The demographics reveal that our population is aging fast. We’re living longer. Health care will be expensive. Many of us will not have enough money laid up for a long old age. How are we going to manage to look after all the old folks? The church will have to imagine how to deal with all the old people. Now, one of my problems is that I have more ideas than time to make them work, but here’s an idea that I think would be wonderful.

First you take the model of a Carthusian monastery. Each person has a two roomed cell that opens onto a shared cloister on one end and into a private walled garden on the other end. Each person’s accommodation is small, but there is common space: an adoration chapel, library, calefactory, clinic and a refectory, and single old people come to live there together. This is a community for committed Catholics, and it’s built next to a parish church where daily Mass is offered.
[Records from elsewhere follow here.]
PR #5845, opened 2025-03-17
Set initial window size depending on screen size

andrewvarga:
Sets the initial electron window size to almost cover the full display, with some space left.


src/main.ts
```diff
@@ -88,12 +89,17 @@ const createWindow = (pathToOpen?: string, reuse?: boolean): BrowserWindow => {
     newWindow = mainWindow
   }
   if (!newWindow) {
+    const primaryDisplay = screen.getPrimaryDisplay()
+    let { width, height } = primaryDisplay.workAreaSize
```
lee-at-zoo-corp, line 93: I'm surprised the linter didn't complain about `const` here

lee-at-zoo-corp (approved):
1 nit but if the linter's happy then whatever :p

src/main.ts
andrewvarga: oh right..i rewrote to `let` because i set the position too, but ended up deleting that as the initial position seems fine..

jtran: We don't enable the recommended lints.

jtran (approved):

andrewvarga:
@pierremtb I'm having some trouble merging this too, tests are not completing / timing out..do you think I should retry, or just wait? Not too urgent but I've been trying it for a while.

src/main.ts
```diff
@@ -88,12 +89,24 @@ const createWindow = (pathToOpen?: string, reuse?: boolean): BrowserWindow => {
...
     newWindow = new BrowserWindow({
       autoHideMenuBar: false,
       show: false,
       enableLargerThanScreen: true,
-      width: 1800,
-      height: 1200,
+      width: windowWidth,
+      height: windowHeight,
+      x,
+      y,
```
pierremtb, line 109: Was playing locally with this. Setting x and y has other side effects I think on multi monitor setups, including always opening on the primary display even if the app is started from a non-primary display. Not a blocker for now and I'll work off the other approvals to get this merged but I'm not convinced this is ideal long term

andrewvarga: You're right, I think we could do something like this to pick the current display:
```typescript
screen.getDisplayNearestPoint(screen.getCursorScreenPoint())
```

andrewvarga:
I wanted to add a test for this PR but this code in `main.ts` isn't used by the playwright electron wrapper, so not sure that is possible in any other way? @pierremtb @lee-at-zoo-corp do you have an idea?

PR #5850, opened 2025-03-17
Support comments on attributes

nrc:
This incrementally moves towards a better way of handling comments, but the full move is too much work, so for now comments can be in two places, which is sub-optimal, but lets call it transitional. The idea here is that comments which are clearly associated with an AST node can be kept on the Node type (at least for top-level items in a function body/program). This means comments aren't all jumbled together in NonCodeMeta and so we can format the top of files more nicely. Of course since this changes the AST quite a lot, it means a million changes to test data and frontend code :-(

Furthermore, instead of being out in the country, it’s in the town. This means the residents can be involved in the wider community. They can do community work, help the poor, get involved in the local schools. They won’t need a car because they can walk to the supermarket or the coffee shop or the doctor’s office.

How to fund such a project? One model which works is that the old person, on admittance, (just like in a monastic community) signs over all their property and wealth. For this they will be assured of loving, Catholic care until their natural death. No ‘pop off pills’ in this place. If they live until they’re 127 the community loses out financially, but if they check out early the community (and everyone in it) benefits. Of course this solution is not terribly popular with the offspring of old people, but lots of old people won’t have anyone to look after them, so it might be attractive to them.

Last thing: we need people to look after the old people. The way to do this is to have not-so-old old people do that work. Let the younger members of the community look after the older ones.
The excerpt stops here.